A dívida directa do SEE caiu face aos 37.286,9 milhões de meticais (498 milhões de euros) no final de 2025, traduzindo uma redução nominal de 1.111,5 milhões de meticais (14,8 milhões de euros), segundo o Boletim Trimestral sobre a Dívida Pública do Ministério das Finanças.
O documento refere que o desempenho é “explicado essencialmente pela redução do stock da dívida interna”, como “consequência do cumprimento do serviço da dívida pelas empresas do SEE”.
A dívida interna directa do sector caiu de 17.689,3 milhões de meticais (236 milhões de euros) para 17.166,9 milhões de meticais (229 milhões de euros), enquanto a dívida externa registou um ligeiro aumento, de 0,06%, para 19.008,4 milhões de meticais (254 milhões de euros).
Entre as empresas que mais contribuíram para a redução da dívida interna destacam-se o Banco Nacional de Investimento (BNI), cuja dívida diminuiu 600 milhões de meticais (oito milhões de euros) devido à amortização integral de um financiamento para apoio à tesouraria, os Caminhos de Ferro de Moçambique (CFM), com menos 446,2 milhões de meticais (seis milhões de euros), e a Aeroportos de Moçambique (ADM), com uma redução de 262,6 milhões de meticais (3,5 milhões de euros).
Em sentido contrário, a dívida interna das Linhas Aéreas de Moçambique (LAM) aumentou 6,92%, para 5.736,3 milhões de meticais (76,6 milhões de euros), reforçando a sua posição como a empresa participada com maior volume de dívida interna, representando 33,4% do total da carteira.
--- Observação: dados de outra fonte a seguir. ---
PR #6513, opened 2021-09-13
Add lint rule to unify self-closing tags format

mondeja:
Testing SVG icons content in #6505 I've found that some have next inconsistencies:

- `cytoscapedotjs.svg` has an explicit closing `path` tag (`<path id="..."></path>`) while the rest have a `<path d="..."/>` opening-closing tag.
- 3 icons have an space before a self-closing tag (` />`) and this character can be removed.

So this pull request adds an `svg-format` rule which triggers ~~these two...~~ the first inconsistency and fixes `extraneous` rule to make trigger the second. The unification simplifies testing in #6505 and decreases repository/package size.


.svglintrc.js
```diff
@@ -569,6 +569,31 @@ module.exports = {
...
+            const explicitClosingPathIndex = ast.source.indexOf('</path>');
+            if (explicitClosingPathIndex > -1) {
+              const reason = `found explicit closing "path" tag at index ${explicitClosingPathIndex}.`
+                          + ' The syntax \'></path>\' should be replaced by \'/>\'.';
+              reporter.error(`Invalid SVG content format: ${reason}`);
+            }
+
+            // Don't allow spaces before implicit closing tags
+            const spacedImplicitClosingTagIndexes = [];
+            let index = ast.source.indexOf(' />', -1);
```
ericcornelissen, line 586: what if an SVG has `../>` (i.e. with two spaces)? Looks like the reported index would be off by one 🤔

.svglintrc.js
```diff
@@ -569,6 +569,31 @@ module.exports = {
...
+          function(reporter, $, ast) {
+            reporter.name = 'svg-format';
+
+            // Don't allow explicit '</path>' closing tag
+            const explicitClosingPathIndex = ast.source.indexOf('</path>');
+            if (explicitClosingPathIndex > -1) {
+              const reason = `found explicit closing "path" tag at index ${explicitClosingPathIndex}.`
+                          + ' The syntax \'></path>\' should be replaced by \'/>\'.';
+              reporter.error(`Invalid SVG content format: ${reason}`);
+            }
```
ericcornelissen, line 582: I've never heard of the term "explicit closing tag" and couldn't really find it being used in a _credible_ way in my quick 2 minutes Google search. Maybe we can instead use the term "self-closing" tag, e.g. rewrite it along the lines of

```suggestion
            // Don't allow explicit '</path>' closing tag
            const pathClosingTagIndex = ast.source.indexOf('</path>');
            if (pathClosingTagIndex > -1) {
              const reason = `found a closing "path" tag at index ${explicitClosingPathIndex}.`
                          + ' The path should be self-closing, use  \'/>\' instead of \'></path>\'.';
              reporter.error(`Invalid SVG content format: ${reason}`);
            }
```

Also wondering if we can use [`String.prototype.includes`](https://developer.mozilla.org/en-US/docs/Web/JavaScript/Reference/Global_Objects/String/includes) here, but I'm not sure if `ast.source` is a string.

ericcornelissen (changes requested):
I'm kinda surprised these are not being picked up by [the `extraneous` rule](https://github.com/simple-icons/simple-icons/blob/e64b98144fe9130373c102d3c17d80f9cfbcc671/.svglintrc.js#L485-L491) and I'm wondering we should try to include it there. I guess the advantage of this approach is that we can be more specific about where the error occurs? In that case, I still wonder if we can't just leverage regular expressions - in particular to avoid the (somewhat dangerous) `while` loop.

.svglintrc.js
mondeja: In that case, the next time the linter will also trigger this rule.

.svglintrc.js
mondeja: > Also wondering if we can use [`String.prototype.includes`](https://developer.mozilla.org/en-US/docs/Web/JavaScript/Reference/Global_Objects/String/includes) here, but I'm not sure if `ast.source` is a string.

Done in https://github.com/simple-icons/simple-icons/pull/6513/commits/bb7847863e624e0f6e208fad555a915b5c9fef57

.svglintrc.js
ericcornelissen: I see. I personally think a linter should not have to run multiple times to tell you all the things that are currently wrong with the code but if I'm the only one that thinks so we can leave it like this.

mondeja: >  I personally think a linter should not have to run multiple times to tell you all the things that are currently wrong with the code

This also happen with other rules as well. As far as I know we are not linting the possible future changes that we are requiring to the user to make pass the current SVG.

mondeja:
> I'm kinda surprised these are not being picked up by the extraneous rule and I'm wondering we should try to include it there.

It seems because that rule is not taking the real source as input, let me fix it and we can remove `Don't allow spaces before implicit closing tags` rule.

.svglintrc.js
mondeja: I've removed this part of the rule because is now triggered by the `extraneous` rule.

ericcornelissen (approved):

ericcornelissen:
Awesome, thanks @mondeja! :confetti_ball:

Issue #6542, opened 2021-09-15
Update: Toggl icon


jorgeamadosoria:
### Brand Name

Toggl

### Official Resources for Icon and Color

https://toggl.com/media-toolkit

### Additional Comments

change hex from `#E01B22` to `#E57CD8`

### Contributing

Yes

service-paradis:
In a future major release, I wonder if we should rename this icon as "Toggle Track"...

jorgeamadosoria:
> In a future major release, I wonder if we should rename this icon as "Toggle Track"...

they do seem to name their product as such, so I think that wouldn't hurt.

service-paradis:
The icon we currently have is for "Toggle Track" and the parent company named "Toggle" have another logo. It makes me think of another case we had: #5989

jorgeamadosoria:
> The icon we currently have is for "Toggle Track" and the parent company named "Toggle" have another logo. It makes me think of another case we had: #5989

apparently, there was a renaming at some point in the past. From the wiki: 

_Toggl Track (formerly Toggl) is a time tracking software operated by Toggl OÜ, headquartered in Tallinn, Estonia,[3] that offers online time tracking and reporting services through their website along with mobile and desktop applications._

So I guess an aka should suffice for this. Toggl aka Toggle track, or viceversa, whichever is less breaking.

service-paradis:
Since they use different icon, I would not use `aka` for this. I would do the same as Foursquare #5989 (similar case), but we can ask other @simple-icons/maintainers opinion on it.

jorgeamadosoria:
> Since they use different icon, I would not use `aka` for this. I would do the same as Foursquare #5989 (similar case), but we can ask other @simple-icons/maintainers opinion on it.

Oh? I don't think they use different icons. The media toolkit lists all of these as options. It names the full wordmark ones as "logos" and the compact ones as "icons", but they all represent the same product, the "toggl track"

adamrusted:
See  [here](https://user-images.githubusercontent.com/1830867/133510521-ce82767d-e371-4c44-badf-1a119d0b7e2c.png) for parent company logo on that page.

jorgeamadosoria:
> See [here](https://user-images.githubusercontent.com/1830867/133510521-ce82767d-e371-4c44-badf-1a119d0b7e2c.png) for parent company logo on that page 😅

see options in my last comment

jorgeamadosoria:
[...]

PR #6548, opened 2021-09-15
Updating Toggl icon

jorgeamadosoria:
toggl (1)

toggl (2)

issue: #6542


sachinraja:
Haven't checked the icons, but I think the title should be "Toggl Track" with a capital T in track because that's how they use it in their website.

sachinraja:
A bit of an inconsistency on the Toggl Track icon:
image

Also I'm not sure the Toggl icon should be yellow when their website seems to be very much purple.

jorgeamadosoria:
> A bit of an inconsistency on the Toggl Track icon (red is the one from this PR, black is the one from the media kit):
> image
> 
> Also I'm not sure the Toggl icon should be yellow when their website seems to be very much purple.

you are looking at the Toggle Track website, which is pink. 
Toggle is yellow. The page has a download with both icons

I will have to update the icon with the one in black. The one in this PR is the existing icon, but the one in the media kit is the official one, so it supersedes what we have. I will update that.

jorgeamadosoria:
updated the Toggl Track icon

_data/simple-icons.json
```diff
@@ -9407,7 +9407,12 @@
...
         {
             "title": "Toggl",
-            "hex": "E01B22",
+            "hex": "FFDE91",
+            "source": "https://toggl.com/media-toolkit"
+        },
+        {
+            "title": "Toggl Track",
+            "hex": "E57CD8",
             "source": "https://toggl.com/media-toolkit"
```
service-paradis, line 9416: Did not review the icons, but I think the link should be https://toggl.com/track/media-toolkit/ since the current one is redirecting there.

jorgeamadosoria: done

service-paradis: I was more talking about the `/track` part of the URL

jorgeamadosoria: done

adamrusted:
Returning to this @jorgeamadosoria - should we keep the full text mark, or a circled 't' as is their favicon for 'Toggl' - and add 'Toggl Track' as a new icon?

adamrusted (approved):
LGTM! Thanks @jorgeamadosoria 🎉

adamrusted:
Closing PR as head branch no longer exists.

PR #6552, opened 2021-09-15
add removal form

### LINKED ISSUE #6350: Add issue template/form to report icons for removal
I think it makes sense to add an issue template dedicated to reporting icons that should be removed, may two main reasons being:

- It may encourage contributors to report icons for removal, either by making them aware this is a thing or because it makes it simpler.
- It makes more sense as a link in [the disclaimer](https://github.com/simple-icons/simple-icons/blob/12ca93cf27680e0a35dd0457f8a9d1ebe5ca2660/DISCLAIMER.md#removal-of-brands).

The only argument against I can think of is that having _too many_ options isn't nice either. Personally, I think having 6 (or 5, depending on how you count) is still fine.

Any thoughts @simple-icons/maintainers ?

sachinraja:
**Issue:** closes #6350
View form to report icons for removal at https://github.com/sachinraja/simple-icons/blob/icon-removal-form/.github/ISSUE_TEMPLATE/icon_removal.yml.

I've created the label `removal request` just to open this, but feel free to tweak it.


jorgeamadosoria:
I want this template so I can link it from the website from the report flag, and also so it can be used to report an icon for removal by users or maintaners. 
Maybe we can change the template not to be for icon removal but rather for icon reporting? That's more general and better suited for integration in the website.

sachinraja:
That's already how I've set it up though. Is there anything specific that should be changed?

jorgeamadosoria:
> That's already how I've set it up though. Is there anything specific that should be changed?

the mentions to icon removal. Maybe the reported icon is reported because it's not being used properly, or the icon is obsolete, or the hex is wrong, or the icon is offensive for some reason, etc. 
Point being, 99% of the time a reported icon is reported with the intention of being removed, but I'm not sure if they are the same thing due to that unknown 1%.

sachinraja:
I think the icon update and icon removal covers both these use cases. Just "report" seems a bit too general for me. I think we should just link to both forms on the website.

.github/ISSUE_TEMPLATE/icon_removal.yml
```diff
@@ -0,0 +1,30 @@
...
+description: Report an icon for removal
+title: "Remove: "
+labels: [removal request]
+
+body:
+  - type: markdown
+    attributes:
+      value: >-
+        Before opening a new issue, make sure it isn't covered by an existing issue.
+        Please search for [issues with the `removal request` label][removal-request-issues]
```
ericcornelissen, line 11: I would expect the `removal request` label to be removed once the removal has been confirmed. From that perspective this search should probably include the `breaking change` label. What do you think about that @sachinraja?

.github/ISSUE_TEMPLATE/icon_removal.yml
```diff
@@ -0,0 +1,30 @@
...
+  - type: input
+    attributes:
+      label: Brand Name
+      placeholder: "Example: Simple Icons"
+    validations:
+      required: true
+
+  - type: textarea
+    attributes:
+      label: Reason for Removal
```
ericcornelissen, line 27: I think we should add a description here that asks the reporter to include a link as well if there's one, which should usually be the case.

E.g. we would probably want the reports to look something like "look, the website says the company was closed in XXXX" or "this blogpost announced the brand has been discontinued"; rather than "the website is offline" or "there was a blog post".

ericcornelissen (commented):
Looking good already @sachinraja, just have two suggestions for improvements.

---

@jorgeamadosoria, "the icon is obsolete" and (presumably) "the icon is offensive for some reason" would both fall under _Icon removal_ (the form being added here) and "not being used properly" and "the hex is wrong" would both fall under [_Icon update_](https://github.com/simple-icons/simple-icons/issues/new?assignees=&labels=icon+outdated&template=icon_update.yml&title=Update%3A+). So in that sense everything is covered - there's not much more we can do with an existing icon than changing it and removing it.

The advantage of having separate templates is that each requires different fields and different labels and that can be achieved without any intervention from a maintainer. The advantage of mixing these two in "Icon report" is _just_ that it's easier to reference from the website, but after that it's more work for us and it also makes it more difficult for people reporting directly through the GitHub UI. So, I think we either need two links (update and remove) or just link to [the choose an issue page](https://github.com/simple-icons/simple-icons/issues/new/choose).

jorgeamadosoria:
> I think the icon update and icon removal forms cover these cases. Just "report" seems a bit too general for me. I think we should just link to both forms on the website.

linking to both is problematic, from an UI standpoint. unless we do as @ericcornelissen says and link to the page to choose the issue template, which would be fine.

.github/ISSUE_TEMPLATE/icon_removal.yml
sachinraja: I agree

jorgeamadosoria (approved):

.github/ISSUE_TEMPLATE/icon_removal.yml
ericcornelissen: Apologies for the confusion, I wasn't suggesting to [add the breaking change label](https://github.com/simple-icons/simple-icons/pull/6552/commits/360ef0b90f40d5b8f9291a898bc68c91b2b42438) to this template, but rather that this link should include `breaking change` labels in the search result.

I personally wouldn't even add `breaking change` by default. I'd add it if the removal request has been verified, rather than having to remove it when the removal request turns out to be invalid. But it can go either way so whatever you think makes the most sense works for me.

.github/ISSUE_TEMPLATE/icon_removal.yml
```diff
@@ -0,0 +1,36 @@
...
+      description: |
+        Include all relevant links, for example:
+        - The website announcing the company was closed
+        - A blogpost announcing the brand has been discontinued
```
ericcornelissen, line 31: I feel like providing specific examples for how a brand might have announced it's discontinued here isn't very productive. Also, a discontinued brand is not the only reason for a removal request (see e.g. [the disclaimer](https://github.com/simple-icons/simple-icons/blob/develop/DISCLAIMER.md#removal-of-brands)).

```suggestion
        - If the brand no longer exists, include a link supporting that claim.
        - If the brand should be removed for another reason, explain why.
```

ericcornelissen (changes requested):
Can you update the `submit an issue` link for icon removals in the disclaimer to point to this form as part of this PR? (related #6560)

.github/ISSUE_TEMPLATE/icon_removal.yml
sachinraja: That makes more sense to me. It's more clear to people that it's just a request and no changes are being made yet.

jorgeamadosoria:
what's missing to move this issue forward?

ericcornelissen:
I think this is still missing:

> Can you update the submit an issue link for icon removals in the disclaimer to point to this form as part of this PR?

sachinraja:
This PR now closes #6560

ericcornelissen (approved):

Issue #6541, opened 2021-09-15
Update: Tailwind CSS icon


jorgeamadosoria:
### Brand Name

Tailwind CSS

### Official Resources for Icon and Color

https://tailwindcss.com/

### Additional Comments

change hex from `#38B2AC` to `#06B6D4`

### Contributing

Yes

sachinraja:
Should the source also be updated to https://tailwindcss.com/brand? Not really sure how the review process works for existing icons.

jorgeamadosoria:
> https://tailwindcss.com/brand

I think you are the review process, @sachinraja.
And yes, the source should be that one, thanks for noticing.

Issue #6530, opened 2021-09-15
Update: TUI


jorgeamadosoria:
### Brand Name

TUI

### Official Resources for Icon and Color

https://www.design.tui/brand/logos/

### Additional Comments

change source from https://www.tuiholidays.ie/ to https://www.design.tui/brand/logos/
also change hex as depicted in the new source

### Contributing

Yes

PR #6553, opened 2021-09-16
Change hexes for TUI and TailwindCSS

jorgeamadosoria:
tui

tailwindcss

issues: #6541 #6530


sachinraja (approved):

sachinraja:
I think we can also add the brand url as guidelines

jorgeamadosoria:
> I think we can also add the brand url as guidelines

done.

sachinraja (approved):

sachinraja:
I would remove the trailing slash on the TUI url just to match the other ones.

jorgeamadosoria:
> I would remove the trailing slash on the TUI url just to match the other ones.

the TUI urls without the trailing slash redirect to the ones with the slash. 
Besides, there is no format for them: TailwindCSS does not use a trailing slash, but TinyLetter does not work without it 🤷

sachinraja:
> Besides, there is no format for them

Ok, I think this can be merged now then.

PR #6580, opened 2021-09-22
feat: add types

sachinraja:
Add TypeScript types to this repository. See discussion in #6189.

Once this is merged we will need to deprecate `@types/simple-icons`. Instructions are [here](https://github.com/definitelytyped/definitelytyped#removing-a-package).


scripts/build/package.js
```diff
@@ -91,10 +93,17 @@ data.icons.forEach(icon => {
   const jsFilepath = path.resolve(iconsDir, `${filename}.js`);
   minifyAndWrite(jsFilepath, `module.exports=${iconObject};`);
 
+  const dtsFilepath = path.resolve(iconsDir, `${filename}.d.ts`);
+  fs.writeFileSync(dtsFilepath, `
+  import { SimpleIcon } from "../types";
+  declare const icon: SimpleIcon
+  export default icon;`);
+
```
sachinraja, line 101: It is necessary to produce an declaration file for each icon, I could not get TS to work with the `declare module` glob in `types/index.d.ts`. The package size increased by 7 MB (30 to 37). I see this a minor problem as we plan to remove support for the `icons/*` files anyway.

package.json
```diff
@@ -9,14 +9,16 @@
...
   "exports": {
     ".": "./index.js",
     "./icons": {
       "module": "./icons.mjs",
       "import": "./icons.mjs",
       "require": "./icons.js",
       "default": "./icons.js"
-    }
+    },
+    "./icons/*": "./icons/*.js"
```
sachinraja, line 21: I missed this in the last PR, this is necessary for Node >= 12 to import those files.

PR #9884, opened 2023-11-20
Update Write.as

service-paradis:
image
> ℹ️ @adamrusted
> Updated PR to reflect change in icon as opposed to removal.

Part of #9072

According to their guidelines (https://write.as/brand):

> Do not alter the logos above (color, proportion, etc.).

Since they do not have any monochrome version available, it looks like we need to remove this one...

Maybe we could get away with the full wordmark?


PeterShaggyNoble:
Odd that they have a monochrome treatment of the logo but not of the icon. Might be worth contacting them before taking any action to check.

I'd be in favour of the full logo over a complete removal, though.

service-paradis:
> Odd that they have a monochrome treatment of the logo but not of the icon.

Yes, it is pretty odd. I'm not even sure it really is an official monochrome treatment or it it absolutely needs to be white on blue when using it.

As you say, we might try to contact them!

adamrusted:
@service-paradis and @PeterShaggyNoble - are you happy to remove this for now, and if we obtain permission, re-add?

PeterShaggyNoble:
My vote would be to update to the full logo while we attempt to contact them for clarification.

adamrusted:
Have updated the icon, and removed the milestone. Please review @service-paradis / @PeterShaggyNoble

PeterShaggyNoble (approved):
A lot of excess points in this one, but it will do while we wait for clarification from them as to which we should be using. If they say we should be using the wordmark, then we can take another pass at this to clean it up.

PR #9885, opened 2023-11-20
Remove W3C icon

service-paradis:
Part of #9072

Unfortunately, a lot of things at https://www.w3.org/policies/logos/ make me think we cannot have this logo right now...


PeterShaggyNoble:
The only thing I'm seeing on that page that would suggest we can't use their icon is the FAQ below, which implies the colours cannot be changed. But, as it's not _explicit_ and in the interests of trying to avoid an icon, it might be worth contacting them to confirm that.

> **Can I change a W3C logo to fit the look and feel of my site?**
> No.
> The W3C logo provides the organization with its visual identity. As a result, there are strict rules for its use. Changing the W3C logo is not permitted, as it defeats the purpose of the logo, which is to be noticed and identified as W3C.

service-paradis:
> When used on the Web, the icon must be an active link to https://www.w3.org/.

I dont know how we can achieve this on our website

> You may only post the graphic found at https://www.w3.org/Icons/w3c_home.

Since they do not have any monochrome version, I dont know how we respect that. In fact, we would at least need the ®️


Maybe we could send a request at w3t-pr@w3.org and postponed the removal to v11?

adamrusted:
> Maybe we could send a request at [w3t-pr@w3.org](mailto:w3t-pr@w3.org) and postponed the removal to v11?

I would rather remove it, and re-add if we obtain permission / a monochrome version.

adamrusted:
> Are we also attempting to contact all the other brands we're removing dues to issues with permissions or modifying logos to try to seek their approval for (re-)including them?

We're erring on the side of caution and getting removal PRs open for any that require permission for inclusion. That way, we can promote discussion on the removal PR, and if someone is willing to get in touch with the brands, they can do so there.

adamrusted (approved):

Na componente externa, o crescimento foi impulsionado sobretudo pelos CFM e pela ADM, aumentando, respetivamente, 9,44%, para 40 milhões de dólares (34 milhões de euros), e 0,9%, para 155,3 milhões de dólares (134 milhões de euros).
Por seu lado, diz a Lusa, a Tmcel, o BNI e a Petromoc registaram reduções de 4,93%, 6,43% e 4,64%, respectivamente, nos respectivos níveis de endividamento externo.